(Records drawn from a dataset)
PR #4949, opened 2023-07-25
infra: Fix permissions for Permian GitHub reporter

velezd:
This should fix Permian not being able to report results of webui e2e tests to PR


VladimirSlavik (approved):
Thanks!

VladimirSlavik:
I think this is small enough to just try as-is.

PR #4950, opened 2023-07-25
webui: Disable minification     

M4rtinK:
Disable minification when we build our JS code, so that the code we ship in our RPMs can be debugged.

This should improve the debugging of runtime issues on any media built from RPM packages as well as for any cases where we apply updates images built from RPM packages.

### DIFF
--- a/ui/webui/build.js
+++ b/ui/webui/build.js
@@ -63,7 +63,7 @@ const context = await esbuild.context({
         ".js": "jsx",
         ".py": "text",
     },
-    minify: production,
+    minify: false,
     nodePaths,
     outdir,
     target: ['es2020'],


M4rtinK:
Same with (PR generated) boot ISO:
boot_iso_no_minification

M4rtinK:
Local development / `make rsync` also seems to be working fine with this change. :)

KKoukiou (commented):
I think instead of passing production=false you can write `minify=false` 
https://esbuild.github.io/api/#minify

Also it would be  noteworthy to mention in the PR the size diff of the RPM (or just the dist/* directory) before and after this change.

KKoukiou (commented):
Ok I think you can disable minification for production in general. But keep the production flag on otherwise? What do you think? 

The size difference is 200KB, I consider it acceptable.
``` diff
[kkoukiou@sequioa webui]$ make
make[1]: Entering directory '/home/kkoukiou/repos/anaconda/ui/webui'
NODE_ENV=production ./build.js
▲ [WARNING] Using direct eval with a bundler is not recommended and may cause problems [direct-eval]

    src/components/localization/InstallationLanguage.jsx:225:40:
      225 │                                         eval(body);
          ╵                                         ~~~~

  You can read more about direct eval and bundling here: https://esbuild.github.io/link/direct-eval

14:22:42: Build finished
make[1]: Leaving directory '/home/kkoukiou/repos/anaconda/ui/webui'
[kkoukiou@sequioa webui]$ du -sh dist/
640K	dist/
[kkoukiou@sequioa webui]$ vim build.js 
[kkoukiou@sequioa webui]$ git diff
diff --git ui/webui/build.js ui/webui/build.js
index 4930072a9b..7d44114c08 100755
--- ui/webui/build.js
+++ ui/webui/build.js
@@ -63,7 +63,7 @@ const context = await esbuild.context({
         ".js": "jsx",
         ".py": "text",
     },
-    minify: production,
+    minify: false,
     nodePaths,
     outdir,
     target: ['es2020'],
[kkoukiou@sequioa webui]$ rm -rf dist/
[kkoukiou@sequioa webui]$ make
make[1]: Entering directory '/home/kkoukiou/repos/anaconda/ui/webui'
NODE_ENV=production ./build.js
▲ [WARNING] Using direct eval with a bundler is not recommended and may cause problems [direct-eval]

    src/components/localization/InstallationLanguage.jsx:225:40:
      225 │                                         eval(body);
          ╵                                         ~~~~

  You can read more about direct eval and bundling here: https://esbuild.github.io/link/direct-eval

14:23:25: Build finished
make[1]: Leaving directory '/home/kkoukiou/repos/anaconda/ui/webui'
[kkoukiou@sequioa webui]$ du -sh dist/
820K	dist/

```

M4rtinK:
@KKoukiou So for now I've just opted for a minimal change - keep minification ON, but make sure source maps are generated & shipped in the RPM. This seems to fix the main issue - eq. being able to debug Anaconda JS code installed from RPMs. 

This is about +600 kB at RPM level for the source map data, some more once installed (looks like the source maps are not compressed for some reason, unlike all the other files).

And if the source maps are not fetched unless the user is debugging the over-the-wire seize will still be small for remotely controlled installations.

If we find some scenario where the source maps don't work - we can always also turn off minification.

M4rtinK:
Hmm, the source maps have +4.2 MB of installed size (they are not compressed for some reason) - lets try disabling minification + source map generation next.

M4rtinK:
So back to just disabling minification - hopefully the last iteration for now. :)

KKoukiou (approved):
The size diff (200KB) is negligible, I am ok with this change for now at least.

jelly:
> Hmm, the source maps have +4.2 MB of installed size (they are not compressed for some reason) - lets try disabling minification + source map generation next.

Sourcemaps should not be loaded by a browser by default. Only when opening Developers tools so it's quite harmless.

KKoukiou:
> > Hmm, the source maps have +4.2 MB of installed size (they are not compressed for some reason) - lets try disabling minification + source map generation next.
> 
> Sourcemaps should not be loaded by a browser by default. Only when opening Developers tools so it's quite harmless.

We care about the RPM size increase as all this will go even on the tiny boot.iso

---

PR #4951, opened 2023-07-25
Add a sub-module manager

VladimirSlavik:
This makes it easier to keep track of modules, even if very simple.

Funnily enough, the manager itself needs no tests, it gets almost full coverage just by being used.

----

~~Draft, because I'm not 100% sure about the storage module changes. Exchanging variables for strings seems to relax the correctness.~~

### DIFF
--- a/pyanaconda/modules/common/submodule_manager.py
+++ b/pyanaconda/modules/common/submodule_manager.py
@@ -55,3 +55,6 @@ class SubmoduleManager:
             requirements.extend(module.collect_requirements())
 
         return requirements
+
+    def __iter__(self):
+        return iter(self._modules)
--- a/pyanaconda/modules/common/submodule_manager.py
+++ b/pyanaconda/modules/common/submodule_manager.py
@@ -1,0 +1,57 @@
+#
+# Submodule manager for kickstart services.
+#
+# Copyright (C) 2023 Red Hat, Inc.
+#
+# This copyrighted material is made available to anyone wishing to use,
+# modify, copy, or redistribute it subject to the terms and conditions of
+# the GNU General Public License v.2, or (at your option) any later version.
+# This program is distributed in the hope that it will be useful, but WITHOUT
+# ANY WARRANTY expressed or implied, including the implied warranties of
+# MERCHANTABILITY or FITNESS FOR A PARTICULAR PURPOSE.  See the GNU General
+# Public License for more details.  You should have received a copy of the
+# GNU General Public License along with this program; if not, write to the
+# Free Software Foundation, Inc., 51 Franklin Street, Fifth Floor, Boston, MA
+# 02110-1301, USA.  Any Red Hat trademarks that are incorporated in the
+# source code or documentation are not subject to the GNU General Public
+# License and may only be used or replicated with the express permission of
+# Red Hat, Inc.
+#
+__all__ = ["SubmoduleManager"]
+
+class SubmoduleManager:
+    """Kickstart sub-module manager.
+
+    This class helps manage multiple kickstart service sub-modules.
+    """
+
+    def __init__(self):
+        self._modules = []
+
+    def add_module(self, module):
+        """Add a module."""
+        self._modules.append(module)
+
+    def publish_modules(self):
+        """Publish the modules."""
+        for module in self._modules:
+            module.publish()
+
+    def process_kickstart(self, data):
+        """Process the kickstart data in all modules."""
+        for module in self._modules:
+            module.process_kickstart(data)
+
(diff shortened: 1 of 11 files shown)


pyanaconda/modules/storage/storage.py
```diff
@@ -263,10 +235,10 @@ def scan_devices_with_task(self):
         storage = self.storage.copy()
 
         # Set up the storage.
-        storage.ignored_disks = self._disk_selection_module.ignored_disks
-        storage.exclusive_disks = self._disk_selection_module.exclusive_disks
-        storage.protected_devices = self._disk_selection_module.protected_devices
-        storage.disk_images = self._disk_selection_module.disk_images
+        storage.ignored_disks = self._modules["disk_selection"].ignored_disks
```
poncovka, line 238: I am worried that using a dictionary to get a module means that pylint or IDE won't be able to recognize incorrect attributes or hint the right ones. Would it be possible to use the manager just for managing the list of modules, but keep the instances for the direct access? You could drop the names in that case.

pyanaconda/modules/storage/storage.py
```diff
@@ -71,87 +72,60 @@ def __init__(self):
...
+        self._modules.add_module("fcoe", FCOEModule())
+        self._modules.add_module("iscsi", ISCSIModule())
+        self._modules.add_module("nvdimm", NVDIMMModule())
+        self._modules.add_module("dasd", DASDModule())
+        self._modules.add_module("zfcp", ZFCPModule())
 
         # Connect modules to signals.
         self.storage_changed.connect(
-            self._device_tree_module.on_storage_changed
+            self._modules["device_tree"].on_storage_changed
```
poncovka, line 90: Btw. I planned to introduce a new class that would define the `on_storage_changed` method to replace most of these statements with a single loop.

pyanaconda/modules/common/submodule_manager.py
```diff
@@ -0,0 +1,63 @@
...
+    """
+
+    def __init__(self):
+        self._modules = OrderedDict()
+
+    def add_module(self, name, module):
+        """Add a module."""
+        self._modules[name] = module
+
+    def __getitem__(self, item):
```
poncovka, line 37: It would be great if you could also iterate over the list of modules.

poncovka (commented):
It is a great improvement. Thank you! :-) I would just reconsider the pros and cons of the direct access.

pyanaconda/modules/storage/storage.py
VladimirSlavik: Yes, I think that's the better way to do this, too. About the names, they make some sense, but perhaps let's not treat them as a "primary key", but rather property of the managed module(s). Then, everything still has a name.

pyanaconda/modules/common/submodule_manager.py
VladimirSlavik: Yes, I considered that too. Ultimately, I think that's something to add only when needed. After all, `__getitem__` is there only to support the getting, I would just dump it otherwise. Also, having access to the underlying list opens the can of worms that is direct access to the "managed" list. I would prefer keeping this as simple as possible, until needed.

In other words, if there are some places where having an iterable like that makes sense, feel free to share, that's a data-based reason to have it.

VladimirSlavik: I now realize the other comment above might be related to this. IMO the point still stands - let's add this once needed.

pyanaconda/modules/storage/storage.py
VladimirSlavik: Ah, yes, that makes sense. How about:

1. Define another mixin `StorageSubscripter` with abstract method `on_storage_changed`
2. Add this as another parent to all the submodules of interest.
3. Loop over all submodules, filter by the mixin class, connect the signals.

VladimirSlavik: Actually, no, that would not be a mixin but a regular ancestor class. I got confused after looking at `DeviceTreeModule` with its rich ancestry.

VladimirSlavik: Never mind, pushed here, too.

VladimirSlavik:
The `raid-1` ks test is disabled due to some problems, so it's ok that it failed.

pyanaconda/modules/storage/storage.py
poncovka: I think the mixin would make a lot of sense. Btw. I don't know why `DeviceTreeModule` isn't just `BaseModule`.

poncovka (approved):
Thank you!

---

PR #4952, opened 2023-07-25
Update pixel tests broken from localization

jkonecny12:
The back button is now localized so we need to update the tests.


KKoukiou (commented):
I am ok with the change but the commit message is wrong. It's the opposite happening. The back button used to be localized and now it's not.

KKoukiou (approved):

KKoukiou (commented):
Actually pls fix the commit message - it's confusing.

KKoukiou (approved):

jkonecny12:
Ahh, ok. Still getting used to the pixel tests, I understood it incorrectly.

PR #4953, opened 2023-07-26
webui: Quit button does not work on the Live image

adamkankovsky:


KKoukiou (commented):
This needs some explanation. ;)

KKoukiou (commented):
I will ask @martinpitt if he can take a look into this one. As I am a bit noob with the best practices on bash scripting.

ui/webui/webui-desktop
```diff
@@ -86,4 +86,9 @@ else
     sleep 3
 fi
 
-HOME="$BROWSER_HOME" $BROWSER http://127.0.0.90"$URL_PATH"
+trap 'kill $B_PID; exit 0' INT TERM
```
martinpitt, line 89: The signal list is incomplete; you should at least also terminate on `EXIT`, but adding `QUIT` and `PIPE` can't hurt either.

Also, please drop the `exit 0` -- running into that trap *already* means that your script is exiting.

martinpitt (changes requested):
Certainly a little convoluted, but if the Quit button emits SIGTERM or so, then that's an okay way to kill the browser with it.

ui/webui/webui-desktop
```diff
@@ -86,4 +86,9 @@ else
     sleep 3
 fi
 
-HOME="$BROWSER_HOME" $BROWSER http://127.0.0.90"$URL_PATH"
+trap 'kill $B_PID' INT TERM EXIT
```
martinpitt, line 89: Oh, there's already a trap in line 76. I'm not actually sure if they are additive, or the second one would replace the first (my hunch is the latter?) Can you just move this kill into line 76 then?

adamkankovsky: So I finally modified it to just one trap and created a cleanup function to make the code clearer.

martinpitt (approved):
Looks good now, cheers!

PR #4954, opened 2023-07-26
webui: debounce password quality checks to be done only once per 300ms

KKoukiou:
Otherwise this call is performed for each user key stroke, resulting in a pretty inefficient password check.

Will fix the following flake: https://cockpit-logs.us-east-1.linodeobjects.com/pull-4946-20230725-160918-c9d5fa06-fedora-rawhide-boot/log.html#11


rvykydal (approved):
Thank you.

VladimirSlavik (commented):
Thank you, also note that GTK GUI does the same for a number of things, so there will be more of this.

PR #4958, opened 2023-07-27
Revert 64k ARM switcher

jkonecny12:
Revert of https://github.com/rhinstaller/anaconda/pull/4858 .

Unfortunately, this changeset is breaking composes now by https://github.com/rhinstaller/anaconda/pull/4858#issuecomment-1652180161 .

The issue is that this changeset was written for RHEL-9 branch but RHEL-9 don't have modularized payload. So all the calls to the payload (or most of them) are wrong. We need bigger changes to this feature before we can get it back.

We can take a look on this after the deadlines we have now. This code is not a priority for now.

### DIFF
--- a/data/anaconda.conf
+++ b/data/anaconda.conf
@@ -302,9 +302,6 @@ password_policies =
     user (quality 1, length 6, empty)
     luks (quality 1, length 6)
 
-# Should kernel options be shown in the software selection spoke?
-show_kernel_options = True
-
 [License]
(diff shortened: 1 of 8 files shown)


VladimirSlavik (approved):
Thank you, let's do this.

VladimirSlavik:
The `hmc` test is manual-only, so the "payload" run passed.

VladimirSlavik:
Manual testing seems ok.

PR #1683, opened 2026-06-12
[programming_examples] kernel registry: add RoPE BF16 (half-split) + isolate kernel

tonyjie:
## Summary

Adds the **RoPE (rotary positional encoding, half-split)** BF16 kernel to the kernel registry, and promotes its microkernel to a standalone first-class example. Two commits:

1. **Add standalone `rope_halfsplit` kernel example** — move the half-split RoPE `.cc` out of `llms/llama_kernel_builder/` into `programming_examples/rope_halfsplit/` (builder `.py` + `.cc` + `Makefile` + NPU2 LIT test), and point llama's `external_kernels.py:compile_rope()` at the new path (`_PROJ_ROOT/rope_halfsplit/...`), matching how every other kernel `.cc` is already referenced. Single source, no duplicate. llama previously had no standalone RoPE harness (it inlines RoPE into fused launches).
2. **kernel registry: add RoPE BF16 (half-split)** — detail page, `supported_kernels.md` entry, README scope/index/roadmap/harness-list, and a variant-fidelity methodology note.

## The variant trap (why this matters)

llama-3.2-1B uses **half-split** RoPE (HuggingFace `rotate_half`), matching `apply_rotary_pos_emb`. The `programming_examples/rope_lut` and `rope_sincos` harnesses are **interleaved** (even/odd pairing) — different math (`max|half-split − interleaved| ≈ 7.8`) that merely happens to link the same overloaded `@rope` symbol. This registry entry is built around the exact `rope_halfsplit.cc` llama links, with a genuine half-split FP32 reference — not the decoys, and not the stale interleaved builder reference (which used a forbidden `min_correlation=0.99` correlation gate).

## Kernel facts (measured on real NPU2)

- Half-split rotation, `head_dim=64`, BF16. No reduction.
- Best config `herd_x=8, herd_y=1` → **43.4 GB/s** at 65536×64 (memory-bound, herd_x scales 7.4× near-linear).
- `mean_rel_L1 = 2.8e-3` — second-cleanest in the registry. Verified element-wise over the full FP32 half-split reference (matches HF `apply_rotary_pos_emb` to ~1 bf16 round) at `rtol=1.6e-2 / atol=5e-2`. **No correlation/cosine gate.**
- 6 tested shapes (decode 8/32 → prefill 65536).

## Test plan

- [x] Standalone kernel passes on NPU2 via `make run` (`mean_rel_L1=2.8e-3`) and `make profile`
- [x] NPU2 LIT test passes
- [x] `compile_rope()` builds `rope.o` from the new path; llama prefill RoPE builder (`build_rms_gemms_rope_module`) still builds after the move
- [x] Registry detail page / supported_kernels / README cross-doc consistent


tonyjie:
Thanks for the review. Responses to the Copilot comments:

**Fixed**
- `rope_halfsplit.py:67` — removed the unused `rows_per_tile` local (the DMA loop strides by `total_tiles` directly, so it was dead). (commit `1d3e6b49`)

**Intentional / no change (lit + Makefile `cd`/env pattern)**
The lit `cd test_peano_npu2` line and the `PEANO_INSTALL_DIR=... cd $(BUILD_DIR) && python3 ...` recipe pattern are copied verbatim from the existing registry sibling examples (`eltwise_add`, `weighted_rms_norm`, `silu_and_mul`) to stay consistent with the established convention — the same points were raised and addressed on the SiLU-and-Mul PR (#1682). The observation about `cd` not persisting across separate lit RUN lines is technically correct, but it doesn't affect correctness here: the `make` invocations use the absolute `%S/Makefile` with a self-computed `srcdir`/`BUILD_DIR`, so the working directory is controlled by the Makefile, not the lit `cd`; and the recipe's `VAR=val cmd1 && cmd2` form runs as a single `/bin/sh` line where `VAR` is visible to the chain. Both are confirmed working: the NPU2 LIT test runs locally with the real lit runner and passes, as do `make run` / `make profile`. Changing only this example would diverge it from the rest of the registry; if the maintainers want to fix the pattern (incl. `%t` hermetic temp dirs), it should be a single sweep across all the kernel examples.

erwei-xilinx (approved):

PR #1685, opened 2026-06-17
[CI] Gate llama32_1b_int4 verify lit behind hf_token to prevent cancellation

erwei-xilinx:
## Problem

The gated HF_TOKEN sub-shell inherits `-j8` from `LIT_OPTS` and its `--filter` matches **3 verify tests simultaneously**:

Exercise brief
Give back precisely the lines above that start at the line containing "PR #4958, opened 2023-07-27" and end at the line containing "Unfortunately, this changeset", inclusive. No other lines belong in the output.

Result of the task
PR #4958, opened 2023-07-27
Revert 64k ARM switcher

jkonecny12:
Revert of https://github.com/rhinstaller/anaconda/pull/4858 .

Unfortunately, this changeset is breaking composes now by https://github.com/rhinstaller/anaconda/pull/4858#issuecomment-1652180161 .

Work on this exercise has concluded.